§ **Required action**:
Retype all of the data without changing a single word.

§ **Record excerpts**:
━━━━━━━━━━━━━━━━━━━━

PR #168, opened 2021-03-03
Add comment about squashing commits

Nyholm:
Scenario 1) If a user opens a PR with multiple commits and don't allow maintainers to edit the branch. Then `gh` will squash the commits and **close** the PR. 

Scenario 2) If there are multiple authors of the commits in the PR, the maintainer need to squash the commits manually, push to the fork and then merge the PR. 

With these scenarios in mind, I think it is a good thing to let Carson tell the user that they need to squash the commits themselves or allow the maintainer to do it.

### DIFF
--- a/src/Subscriber/AllowEditFromMaintainerSubscriber.php
+++ b/src/Subscriber/AllowEditFromMaintainerSubscriber.php
@@ -1,0 +1,59 @@
+<?php
+
+namespace App\Subscriber;
+
+use App\Api\Issue\IssueApi;
+use App\Api\PullRequest\PullRequestApi;
+use App\Event\GitHubEvent;
+use App\GitHubEvents;
+use Symfony\Component\EventDispatcher\EventSubscriberInterface;
+
+/**
+ * @author Tobias Nyholm <tobias.nyholm@gmail.com>
+ */
+class AllowEditFromMaintainerSubscriber implements EventSubscriberInterface
+{
+    private $commentsApi;
+    private $pullRequestApi;
+
+    public function __construct(IssueApi $commentsApi, PullRequestApi $pullRequestApi)
+    {
+        $this->commentsApi = $commentsApi;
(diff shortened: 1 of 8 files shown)


src/Subscriber/AllowEditFromMaintainerSubscriber.php
```diff
@@ -0,0 +1,59 @@
...
+        $repository = $event->getRepository();
+        $pullRequestNumber = $data['pull_request']['number'];
+        $this->commentsApi->commentOnIssue($repository, $pullRequestNumber, <<<TXT
+Please note that you need squash your commits before this PR can be merged. The maintainer can also squash the commits for you, but then you need to “Allow edits from maintainer” (there is a checkbox in the sidebar of the PR).
+
+Cheers!
+
+Carsonbot
+TXT
+);
```
derrabus, line 45: You can indent HEREDOC blocks in current versions of PHP. 🙂

Nyholm: ¯\_(ツ)_/¯

stof:
Should we put such comment only on PRs having multiple commits in them ?

derrabus:
> Should we put such comment only on PRs having multiple commits in them ?

The contributor might add more commits later. So it might be reasonable emit that message even on single-commit PRs.

chalasr:
Should we just add it to the PR template then?

Nyholm:
Detecting multiple commits is more correct. But that increases complexity by a lot. We need to both check when PR open and when PR got a push. We also need to to use `git` to figure out how many commits there are, Im not sure that data in in the webhook payload. At last we need to keep track of if we made this comment on the PR earlier or not. Bottom line is, I really dont want to implement this feature =)

> Should we just add it to the PR template then?

What should we add? I think the PR template is good as it is. Especially if Carson makes this comment.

━━━━━━━━━━━━━━━━━━━━

§ **Answer for this exercise**:
PR #168, opened 2021-03-03
Add comment about squashing commits

Nyholm:
Scenario 1) If a user opens a PR with multiple commits and don't allow maintainers to edit the branch. Then `gh` will squash the commits and **close** the PR. 

Scenario 2) If there are multiple authors of the commits in the PR, the maintainer need to squash the commits manually, push to the fork and then merge the PR. 

With these scenarios in mind, I think it is a good thing to let Carson tell the user that they need to squash the commits themselves or allow the maintainer to do it.

### DIFF
--- a/src/Subscriber/AllowEditFromMaintainerSubscriber.php
+++ b/src/Subscriber/AllowEditFromMaintainerSubscriber.php
@@ -1,0 +1,59 @@
+<?php
+
+namespace App\Subscriber;
+
+use App\Api\Issue\IssueApi;
+use App\Api\PullRequest\PullRequestApi;
+use App\Event\GitHubEvent;
+use App\GitHubEvents;
+use Symfony\Component\EventDispatcher\EventSubscriberInterface;
+
+/**
+ * @author Tobias Nyholm <tobias.nyholm@gmail.com>
+ */
+class AllowEditFromMaintainerSubscriber implements EventSubscriberInterface
+{
+    private $commentsApi;
+    private $pullRequestApi;
+
+    public function __construct(IssueApi $commentsApi, PullRequestApi $pullRequestApi)
+    {
+        $this->commentsApi = $commentsApi;
(diff shortened: 1 of 8 files shown)


src/Subscriber/AllowEditFromMaintainerSubscriber.php
```diff
@@ -0,0 +1,59 @@
...
+        $repository = $event->getRepository();
+        $pullRequestNumber = $data['pull_request']['number'];
+        $this->commentsApi->commentOnIssue($repository, $pullRequestNumber, <<<TXT
+Please note that you need squash your commits before this PR can be merged. The maintainer can also squash the commits for you, but then you need to “Allow edits from maintainer” (there is a checkbox in the sidebar of the PR).
+
+Cheers!
+
+Carsonbot
+TXT
+);
```
derrabus, line 45: You can indent HEREDOC blocks in current versions of PHP. 🙂

Nyholm: ¯\_(ツ)_/¯

stof:
Should we put such comment only on PRs having multiple commits in them ?

derrabus:
> Should we put such comment only on PRs having multiple commits in them ?

The contributor might add more commits later. So it might be reasonable emit that message even on single-commit PRs.

chalasr:
Should we just add it to the PR template then?

Nyholm:
Detecting multiple commits is more correct. But that increases complexity by a lot. We need to both check when PR open and when PR got a push. We also need to to use `git` to figure out how many commits there are, Im not sure that data in in the webhook payload. At last we need to keep track of if we made this comment on the PR earlier or not. Bottom line is, I really dont want to implement this feature =)

> Should we just add it to the PR template then?

What should we add? I think the PR template is good as it is. Especially if Carson makes this comment.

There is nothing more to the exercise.